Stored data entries
Issue #2103, opened 2026-07-16
Generated OpenAPI component names can violate the Components key grammar and local-reference syntax


samchon:
## Problem

`typia.json.schema()`, `typia.json.schemas()`, and `typia.json.application()` expose OpenAPI 3.0 and 3.1 compatible schema output, but generated `components.schemas` names are not constrained to the OpenAPI Components Object key grammar. Legal TypeScript identifiers and generic literal arguments can therefore produce component keys containing `/`, `~`, `%`, `#`, or non-ASCII characters.

The generator then forms `$ref` and discriminator mapping values by concatenating the component name onto `#/components/schemas/` without JSON Pointer token escaping or URI-fragment encoding. Some generated documents are consequently invalid OpenAPI documents, and some references do not identify the component that the generator stored.

No invalid TypeScript or manual schema mutation is required.

## Public reproduction

With the normal typia transformer configured:

```typescript
import typia from "typia";

type Recursive<T extends string> = {
  value: T;
  children: Recursive<T>[];
};

interface Café {
  value: string;
  child?: Café;
}

interface IArguments {
  plain: Recursive<"Plain">;
  dotted: Recursive<"A.B">;
  dashed: Recursive<"A-B">;
  underscored: Recursive<"A_B">;
  slash: Recursive<"A/B">;
  tilde: Recursive<"T~N">;
  percent: Recursive<"C%D">;
  hash: Recursive<"A#B">;
  space: Recursive<"A B">;
  colon: Recursive<"A:B">;
  unicode: Café;
}

const v30 = typia.json.schema<IArguments, "3.0">();
const v31 = typia.json.schema<IArguments, "3.1">();

console.log(JSON.stringify({ v30, v31 }, null, 2));
```

Both versions emit the same component names and matching raw references:

| Type input | Generated component key | Generated `$ref` | OpenAPI key |
| --- | --- | --- | --- |
| `Recursive<"Plain">` | `RecursivePlain` | `#/components/schemas/RecursivePlain` | valid control |
| `Recursive<"A.B">` | `RecursiveA.B` | `#/components/schemas/RecursiveA.B` | valid control |
| `Recursive<"A-B">` | `RecursiveA-B` | `#/components/schemas/RecursiveA-B` | valid control |
| `Recursive<"A_B">` | `RecursiveA_B` | `#/components/schemas/RecursiveA_B` | valid control |
[...]

PR #2104, opened 2026-07-16
Fix LLM local-reference integrity

### LINKED ISSUE #2102: LLM $defs references violate JSON Pointer semantics and can fail open
## Problem

`ILlmSchema.IParameters.$defs` accepts arbitrary string keys and `ILlmSchema.IReference.$ref` is documented as a JSON Pointer, but typia's LLM reference pipeline treats the suffix after `#/$defs/` as a raw object key. Producers also interpolate raw keys into `$ref` values.

Valid definition keys containing `/`, `~`, spaces, `%`, or other URI-fragment characters therefore cannot be addressed with their RFC 6901 and URI-fragment encodings. Malformed raw spellings may be followed as if they were valid, while valid escaped spellings, percent-encoded spellings, and missing targets can be replaced with `{}` during LLM-to-OpenAPI inversion. The empty schema is then treated as unknown and accepts arbitrary values.

This makes traversal, coercion, validation, conversion, and provider adapters disagree about the same schema graph. It is reachable from both public schema-accepting APIs and generated recursive typia schemas.

## Public evidence

The following schema uses only the exported `ILlmSchema.IParameters` and `LlmJson.validate()` contracts:

```typescript
import { ILlmSchema } from "@typia/interface";
import { LlmJson } from "@typia/utils";

const parameters: ILlmSchema.IParameters = {
  type: "object",
  properties: {
    value: {
      $ref: "#/$defs/A~1B",
    },
  },
  required: ["value"],
  additionalProperties: false,
  $defs: {
    "A/B": {
      type: "number",
    },
  },
};

const validate = LlmJson.validate(parameters);
console.log(validate({ value: 42 }));
console.log(validate({ value: "wrong" }));
```

`#/$defs/A~1B` is the RFC 6901 spelling for the `A/B` definition. The number passes, but the string also returns `success: true`. The valid reference misses the raw-key lookup, inversion installs an empty component schema, and OpenAPI validation treats that schema as accept-all.

The same public generator path emits non-canonical references without any manually constructed schema:

```typescript
import typia from "typia";

type Recursive<T extends string> = {
  value: T;
  children: Recursive<T>[];
};

interface IArguments {
  slash: Recursive<"A/B">;
  tilde: Recursive<"T~N">;
  percent: Recursive<"C%D">;
  combined: Recursive<"A~/B">;
}

console.log(JSON.stringify(typia.llm.parameters<IArguments>(), null, 2));
```

The generated `$defs` keys are correct JSON object keys, but their references are emitted raw:

```text
"RecursiveA/B"  -> "#/$defs/RecursiveA/B"
"RecursiveT~N"  -> "#/$defs/RecursiveT~N"
"RecursiveC%D"  -> "#/$defs/RecursiveC%D"
"RecursiveA~/B" -> "#/$defs/RecursiveA~/B"
```

Canonical fragment spellings include `RecursiveA~1B`, `RecursiveT~0N`, `RecursiveC%25D`, and `RecursiveA~0~1B`.

## Standards oracle and case matrix

[RFC 6901](https://www.rfc-editor.org/rfc/rfc6901.html) requires `~` to be encoded as `~0`, `/` as `~1`, decoding in the order `~1` then `~0`, and unresolved pointer evaluation to produce an error condition. Its URI-fragment representation additionally requires percent encoding where appropriate. [JSON Schema 2020-12](https://json-schema.org/draft/2020-12/json-schema-core#name-direct-references-with-ref) defines `$ref` as a URI-reference and `$defs` as an object whose schemas are addressed by references.

| `$defs` key | `$ref` | Standards result | Current result |
| --- | --- | --- | --- |
| `Plain` | `#/$defs/Plain` | resolves | control behaves correctly |
| empty string | `#/$defs/` | resolves the empty token | control behaves correctly |
| `A/B` | `#/$defs/A~1B` | resolves | target is missed; validation can fail open |
| `A/B` | `#/$defs/A/B` | extra pointer segment / unresolved | raw key may be followed by traversal and coercion, then split differently during inversion |
| `T~N` | `#/$defs/T~0N` | resolves | target is missed; validation can fail open |
| `T~N` | `#/$defs/T~N` | malformed token | malformed raw spelling is accepted as the key |
| `~1` | `#/$defs/~01` | resolves after `~1`, then `~0` decoding | decode-order boundary is missed |
| `A B` | `#/$defs/A%20B` | resolves | percent-encoded fragment is missed |
| `C%D` | `#/$defs/C%25D` | resolves | percent-encoded fragment is missed |
| `C%D` | `#/$defs/C%D` | malformed percent encoding | malformed raw spelling is accepted as the key |
| no target | `#/$defs/Missing` | resolution error | inversion can synthesize `{}` and validation accepts arbitrary values |

AJV 8.18.0 independently resolves and enforces the valid escaped and percent-encoded cases. RFC 6901 remains the syntax oracle for malformed raw-tilde tokens because some JSON Schema implementations are permissive there.

## Verified root cause

There is no shared owner for local LLM references. Each producer and consumer slices or interpolates the string independently:

- `LlmTypeChecker` uses raw `split` and `replace` operations for traversal, flattening, and coverage.
- `coerceLlmArguments` uses a raw prefix replacement for public coercion and schema-assisted parsing.
- `LlmSchemaConverter` extracts and emits raw keys in compose, invert, and discriminator paths; inversion falls back to `{}` when a definition lookup misses.
- the native `LlmSchemaProgrammer` extracts OpenAPI keys and constructs `#/$defs/` values without token or fragment encoding.

The fail-open transition is:

```text
valid escaped or encoded local reference
  -> raw lookup misses $defs
  -> inversion installs component {}
  -> OpenApiValidator treats {} as unknown
  -> an incompatible runtime value validates successfully
```

Malformed raw references follow a different path: traversal and coercion may find the raw key, but inversion or validation splits the same text differently. Fixing one call site would leave the graph inconsistent.

## Consequence surface

- `LlmTypeChecker.visit`, `escape`, and `covers` omit, misresolve, or compare the wrong referenced schema.
- `LlmJson.coerce` and schema-assisted `LlmJson.parse` do not coerce provider strings through valid encoded references, while malformed raw references may be followed.
- `LlmJson.validate` and schema-first `LlmJson.structuredOutput(...).validate` can accept incompatible values for valid escaped, encoded, or missing references.
- generated `typia.llm.parameters`, `typia.llm.schema`, applications, and structured-output schemas can expose raw recursive references to JSON Schema and provider tooling.
- `LlmSchemaConverter` compose/invert and discriminator mappings do not preserve definition identity.
- MCP, LangChain, and Vercel adapter input/output boundaries depend on these coercion and validation paths; they can reject recoverable inputs or accept invalid outputs depending on direction.
- ordinary keys, empty keys, reserved own-property names, chained references, and valid recursion must remain supported.

## Approach

Establish one shared local-reference codec and resolver for LLM `$defs` and use it at every producer and consumer boundary.

The invariant is:

1. Emit canonical local URI-fragment references by JSON Pointer token encoding first and URI-fragment encoding second.
2. Parse only the supported local-reference shape, percent-decode the fragment, split the JSON Pointer, then decode tokens in RFC order.
3. Distinguish malformed syntax, unsupported reference shapes, missing targets, and valid recursive graphs through each public path's existing error channel.
4. Never substitute an empty schema for a malformed or missing reference in validation conversion.

Do not implement another collection of call-site replacements, and do not special-case only `/` and `~`; the fragment, decode order, empty token, malformed encodings, and graph states are one correctness boundary.

- Generated references for `/`, `~`, `A~/B`, `~1`, spaces, `%`, Unicode, and ordinary keys are canonical and resolve to the intended `$defs` entry.
- The empty key `#/$defs/` and reserved own-property names continue to work.
- Decoding proves the `~1`-before-`~0` boundary.
- Raw slash, malformed tilde, raw or malformed percent escapes, extra pointer segments, wrong prefixes, unsupported non-local references, and missing targets fail deterministically.
- Chained references and valid recursion terminate with consistent traversal, coercion, validation, conversion, and coverage behavior.
- `LlmTypeChecker`, `LlmSchemaConverter`, `LlmJson.parse`, `LlmJson.coerce`, `LlmJson.validate`, and both structured-output paths share the invariant.
- MCP, LangChain, and Vercel tests exercise their actual argument and output validation boundaries.
- Independent JSON Schema validation accepts generated canonical references and enforces the referenced constraints.
- Run focused `@typia/utils` and adapter suites, native transform tests for generated references, affected package builds, and the broader applicable repository suite.

## Coordination

Closed issue #2042 and merged PR #2071 partially overlap only the missing-reference edge: they established prototype-safe schema dictionaries and required missing references to fail, but `LlmSchemaConverter` still converts a missing `$defs` target to `{}`. They did not implement JSON Pointer token or URI-fragment handling.

The linked OpenAPI component-name defect is separate. OpenAPI restricts component keys and therefore needs deterministic legal name allocation with collision handling. LLM `$defs` keys are unrestricted JSON object keys and need correct reference encoding and decoding. Pointer encoding alone cannot legalize an OpenAPI component name, and OpenAPI name allocation cannot fix arbitrary LLM `$defs` references.

Issue #1593 is related history about generated reference length and possible collisions, not JSON Pointer semantics or fail-open validation. Closed PRs #1778 and #1864 touch LLM references generally but do not implement this invariant. Exact open and closed issue and pull-request searches found no duplicate.

samchon:
## Overview

This draft claims one coordinated repair for #2102 across LLM schema generation and every internal consumer of local `$defs` references.

The implementation will establish a single RFC 6901 token plus URI-fragment codec, emit canonical references from native generation and OpenAPI-to-LLM conversion, decode them consistently in checking/coercion/inversion, and fail deterministically for malformed or missing references through `LlmJson` and the LangChain, MCP, and Vercel adapter boundaries.

OpenAPI component-key allocation is intentionally excluded and tracked separately by #2103: OpenAPI names have a restrictive grammar, while LLM `$defs` keys remain unrestricted and require lossless reference encoding.

## Delivery state

- [x] Lead-vetted issue and evidence packet published
- [x] Isolated worktree and claim-only Lore commit
- [ ] Regression tests demonstrating current failures
- [ ] Implementation
- [ ] Package-scoped verification
- [ ] Solo Self-Review rounds
- [ ] Fresh-master semantic rebase and current native package version assignment

The native version is deliberately not speculated on this claim commit. This branch will take the next valid version only after the active native landing chain has completed and the branch has been refreshed from `master`.

Closes #2102

### DIFF
--- a/packages/interface/src/schema/ILlmSchema.ts
+++ b/packages/interface/src/schema/ILlmSchema.ts
@@ -65,8 +65,9 @@ export namespace ILlmSchema {
      * Named schema definitions for reference.
      *
      * Contains type definitions that can be referenced throughout the schema
-     * using `$ref: "#/$defs/TypeName"`. Essential for recursive types and
-     * shared structures.
+     * using `$ref: "#/$defs/TypeName"`. Definition names are encoded as one RFC
+     * 6901 token in URI-fragment form. Essential for recursive types and shared
+     * structures.
      */
     $defs: Record<string, ILlmSchema>;
 
@@ -394,14 +395,15 @@ export namespace ILlmSchema {
    *
    * Points to a schema defined in the `$defs` map using a JSON pointer. Used to
    * avoid schema duplication and enable recursive type definitions. The
-   * reference path format is `#/$defs/TypeName`.
+   * reference path format is `#/$defs/TypeName`, where `TypeName` is one RFC
+   * 6901 token encoded as a URI fragment.
    */
   export interface IReference extends IJsonSchemaAttribute {
     /**
      * JSON pointer to the referenced schema.
      *
-     * Must be in the format `#/$defs/TypeName` where TypeName is a key in the
-     * parent schema's `$defs` map.
+     * Must be in the format `#/$defs/TypeName`, where `TypeName` decodes to a
+     * key in the parent schema's `$defs` map.
      */
     $ref: string;
   }
--- a/packages/typia/native/core/programmers/llm/LlmSchemaProgrammer.go
+++ b/packages/typia/native/core/programmers/llm/LlmSchemaProgrammer.go
@@ -318,7 +318,7 @@ func llmSchemaProgrammer_convert_schema_config(schema nativeiterate.JsonSchema, 
           defs[key] = llmSchemaProgrammer_convert_schema_config(target, components, defs, config)
         }
       }
-      union = append(union, map[string]any{"$ref": "#/$defs/" + key})
+      union = append(union, map[string]any{"$ref": llmSchemaProgrammer_encode_reference(key)})
       return
     }
     if input["type"] == "object" {
@@ -643,6 +643,23 @@ func llmSchemaProgrammer_ref_key(ref string) string {
   return ref[index+1:]
 }
 
+func llmSchemaProgrammer_encode_reference(key string) string {
+  token := strings.NewReplacer("~", "~0", "/", "~1").Replace(key)
+  var output strings.Builder
+  output.WriteString("#/$defs/")
+  for _, value := range []byte(token) {
+    if (value >= 'A' && value <= 'Z') ||
+      (value >= 'a' && value <= 'z') ||
+      (value >= '0' && value <= '9') ||
+      strings.ContainsRune("-_.!~*'()", rune(value)) {
+      output.WriteByte(value)
+    } else {
+      fmt.Fprintf(&output, "%%%02X", value)
+    }
+  }
+  return output.String()
+}
+
 func llmSchemaProgrammer_component(components *nativeiterate.OpenApi_IComponents, key string) (nativeiterate.JsonSchema, bool) {
   if components == nil || components.Schemas == nil {
     return nil, false
@@ -677,7 +694,7 @@ func llmSchemaProgrammer_discriminator(schema nativeiterate.JsonSchema, union []
   if rawMapping, ok := llmSchemaProgrammer_schema_map(discriminator["mapping"]); ok {
     mapping := map[string]any{}
     for key, value := range rawMapping {
-      mapping[key] = "#/$defs/" + llmSchemaProgrammer_ref_key(fmt.Sprint(value))
+      mapping[key] = llmSchemaProgrammer_encode_reference(llmSchemaProgrammer_ref_key(fmt.Sprint(value)))
     }
     output["mapping"] = mapping
   }
--- a/packages/typia/native/core/programmers/llm/llm_reference_codec_test.go
+++ b/packages/typia/native/core/programmers/llm/llm_reference_codec_test.go
@@ -1,0 +1,24 @@
+package llm
+
+import "testing"
+
+// TestLlmReferenceCodec locks JSON Pointer token escaping before URI-fragment encoding.
+func TestLlmReferenceCodec(t *testing.T) {
+  t.Parallel()
+  cases := map[string]string{
+    "Plain": "#/$defs/Plain",
+    "":      "#/$defs/",
+    "A/B":   "#/$defs/A~1B",
+    "T~N":   "#/$defs/T~0N",
+    "A~/B":  "#/$defs/A~0~1B",
+    "~1":    "#/$defs/~01",
+    "A B":   "#/$defs/A%20B",
+    "C%D":   "#/$defs/C%25D",
+    "Café":  "#/$defs/Caf%C3%A9",
+  }
+  for key, expected := range cases {
+    if actual := llmSchemaProgrammer_encode_reference(key); actual != expected {
+      t.Fatalf("encode %q: expected %q, got %q", key, expected, actual)
+    }
+  }
+}
--- a/packages/typia/package.json
+++ b/packages/typia/package.json
@@ -1,6 +1,6 @@
 {
   "name": "typia",
-  "version": "13.1.11",
+  "version": "13.1.12",
   "description": "Superfast runtime validators with only one line",
   "main": "src/index.ts",
   "exports": {
--- a/packages/utils/src/converters/LlmSchemaConverter.ts
+++ b/packages/utils/src/converters/LlmSchemaConverter.ts
@@ -7,6 +7,7 @@ import {
 } from "@typia/interface";
 
 import { JsonDescriptor } from "../utils/internal/JsonDescriptor";
+import { LlmReference } from "../utils/internal/LlmReference";
 import { ObjectDictionary } from "../utils/internal/ObjectDictionary";
 import { OpenApiSchemaSanitizer } from "../utils/internal/OpenApiSchemaSanitizer";
 import { LlmTypeChecker } from "../validators/LlmTypeChecker";
@@ -245,7 +246,7 @@ export namespace LlmSchemaConverter {
           const out = () => {
             union.push({
               ...input,
-              $ref: `#/$defs/${key}`,
+              $ref: LlmReference.write(key),
             });
           };
           if (ObjectDictionary.has(props.$defs, key)) return out();
@@ -433,7 +434,10 @@ export namespace LlmSchemaConverter {
                         Object.entries(props.schema.discriminator.mapping).map(
                           ([key, value]) => [
                             key,
-                            `#/$defs/${value.split("/").at(-1)}`,
+                            LlmReference.write(
+                              value.split("#/components/schemas/")[1] ??
+                                value.split("/").at(-1)!,
+                            ),
                           ],
                         ),
                       )
@@ -511,20 +515,28 @@ export namespace LlmSchemaConverter {
         );
       else if (LlmTypeChecker.isAnyOf(schema)) schema.anyOf.forEach(visit);
       else if (LlmTypeChecker.isReference(schema)) {
-        const key: string =
-          schema.$ref.split("#/$defs/")[1] ?? schema.$ref.split("/").at(-1)!;
-        if (ObjectDictionary.get(props.components.schemas, key) === undefined) {
+        const resolved: LlmReference.IResolved | undefined =
+          LlmReference.resolve(props.$defs, schema.$ref);
+        if (resolved === undefined) {
+          union.push({ oneOf: [] });
+          return;
+        }
+        const componentKey: string = LlmReference.componentKey(resolved.key);
+        if (
+          ObjectDictionary.get(props.components.schemas, componentKey) ===
+          undefined
+        ) {
           props.components.schemas ??= {};
-          ObjectDictionary.set(props.components.schemas, key, {});
+          ObjectDictionary.set(props.components.schemas, componentKey, {});
           ObjectDictionary.set(
             props.components.schemas,
-            key,
-            next(ObjectDictionary.get(props.$defs, key) ?? {}),
+            componentKey,
+            next(resolved.schema),
           );
         }
         union.push({
           ...schema,
-          $ref: `#/components/schemas/${key}`,
+          $ref: `#/components/schemas/${componentKey}`,
         });
       } else if (LlmTypeChecker.isBoolean(schema))
         if (!!schema.enum?.length)
@@ -586,13 +598,9 @@ export namespace LlmSchemaConverter {
                         props.schema["x-discriminator"].propertyName,
                       mapping:
                         props.schema["x-discriminator"].mapping !== undefined
-                          ? Object.fromEntries(
-                              Object.entries(
-                                props.schema["x-discriminator"].mapping,
-                              ).map(([key, value]) => [
-                                key,
-                                `#/components/schemas/${value.split("/").at(-1)}`,
-                              ]),
+                          ? invertDiscriminatorMapping(
+                              props.$defs,
+                              props.schema["x-discriminator"].mapping,
                             )
                           : undefined,
                     }
@@ -601,6 +609,23 @@ export namespace LlmSchemaConverter {
     } satisfies OpenApi.IJsonSchema;
   };
 }
+
+const invertDiscriminatorMapping = (
+  $defs: Record<string, ILlmSchema>,
+  mapping: Record<string, string>,
+): Record<string, string> | undefined => {
+  const entries: [string, string][] = [];
+  for (const [discriminator, reference] of Object.entries(mapping)) {
+    const resolved: LlmReference.IResolved | undefined =
+      LlmReference.resolve($defs, reference);
+    if (resolved === undefined) return undefined;
+    entries.push([
+      discriminator,
+      `#/components/schemas/${LlmReference.componentKey(resolved.key)}`,
+    ]);
+  }
+  return Object.fromEntries(entries);
+};
 
 const validateStrict = (
   schema: OpenApi.IJsonSchema,
--- a/packages/utils/src/converters/LlmSchemaConverter.ts
+++ b/packages/utils/src/converters/LlmSchemaConverter.ts
@@ -102,6 +102,7 @@ export namespace LlmSchemaConverter {
                 description: result.value.description,
               },
               escape: true,
+              key: LlmReference.readOpenApi(props.schema.$ref)!,
             })
           : result.value.description,
       } satisfies ILlmSchema.IParameters,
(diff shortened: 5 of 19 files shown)


samchon:
## Solo Self-Review round 1 findings

I reviewed the complete 13-file base-to-head surface from scratch, including the shared codec/resolver, native producer, converter/inverter, traversal/coverage/coercion consumers, generated output, public docs, and real adapter boundaries.

Two test-integrity improvements survived verification:

1. The LangChain, MCP, and Vercel fixtures assert canonical emitted references, but their valid calls already contain correctly typed values. They therefore do not prove that each adapter's schema-assisted input coercion actually follows the encoded reference. I will add a numeric field beneath the recursive referenced type, submit it as a string at each adapter boundary, and assert the executed result contains a number.
2. The native change updates both ordinary `$ref` emission and `x-discriminator.mapping`, but the generated-schema regression currently covers only ordinary recursive references. I will add a reserved-character discriminated union and assert the native mapping values use the same canonical codec.

Remediation remains inside #2102. OpenAPI restricted component-name allocation stays excluded in #2103/#2105. After the tests and implementation evidence are updated, I will rerun the affected focused gates and begin a fresh complete Self-Review round.

samchon:
## Solo Self-Review round 1 additional finding

The converter's first implementation encoded an LLM `$defs` key once, then used that encoded text both as the OpenAPI component object key and as the reference suffix. That is internally accepted only because the current OpenAPI validator slices references as raw strings.

It is not a valid JSON Pointer round-trip. For example, storing a component under `A~1B` and emitting `#/components/schemas/A~1B` makes an RFC resolver look for the raw key `A/B`; storing `A%20B` and emitting the same suffix makes it look for `A B`. External schema tooling therefore misses the component even though typia's internal raw lookup finds it.

I will separate component identity from reference encoding and add an independent resolver assertion. This remains coordinated with #2103/#2105: #2104 owns lossless pointer identity for arbitrary LLM definitions, while #2105 owns allocating OpenAPI-legal component names. I will not introduce a competing legal-name allocator here.

samchon:
Self-Review round 1 found one additional reference-identity defect before remediation.

`LlmSchemaConverter.transform` still extracts OpenAPI component names with string splitting in its validation pass, reference visit, and discriminator mapping. A standards-compliant reference such as `#/components/schemas/A~1B` must resolve the raw component key `A/B`, but the converter instead looks for `A~1B`. If both raw keys exist it can silently select the wrong schema, and discriminator conversion double-escapes the already encoded token to `#/$defs/A~01B`. The current converter regression constructs references as `#/components/schemas/${key}`, so slash, percent, whitespace, and Unicode cases are malformed URI-fragment JSON Pointers and mask this path.

Remediation will remain in #2104's reference-codec scope:

1. make the converter validation, visit, and discriminator paths decode only canonical local component references through the shared helper;
2. reject malformed, missing, or unsupported external references instead of recovering a suffix with `split("/").at(-1)`;
3. change the regression inputs to canonical OpenAPI references and add colliding raw keys such as `A/B` and `A~1B`, proving the referenced raw identity is selected and emitted once as a canonical `$defs` reference;
4. preserve raw unrestricted component identities in this intermediate conversion. #2105 remains responsible for allocating OpenAPI-legal names when LLM definitions are inverted outward.

samchon:
Self-Review round 1 found one more forward-conversion entry point before remediation.

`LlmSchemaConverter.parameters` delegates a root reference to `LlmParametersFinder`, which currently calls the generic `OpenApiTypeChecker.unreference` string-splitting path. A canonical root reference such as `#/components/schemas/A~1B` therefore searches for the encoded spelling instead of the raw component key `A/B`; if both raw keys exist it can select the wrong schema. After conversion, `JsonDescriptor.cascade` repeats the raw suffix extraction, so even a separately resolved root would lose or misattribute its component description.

#### [Work instruction]
Every line above with the string "IParameters" in it needs to be copied.

#### [Result of the task]
`ILlmSchema.IParameters.$defs` accepts arbitrary string keys and `ILlmSchema.IReference.$ref` is documented as a JSON Pointer, but typia's LLM reference pipeline treats the suffix after `#/$defs/` as a raw object key. Producers also interpolate raw keys into `$ref` values.
The following schema uses only the exported `ILlmSchema.IParameters` and `LlmJson.validate()` contracts:
const parameters: ILlmSchema.IParameters = {
       } satisfies ILlmSchema.IParameters,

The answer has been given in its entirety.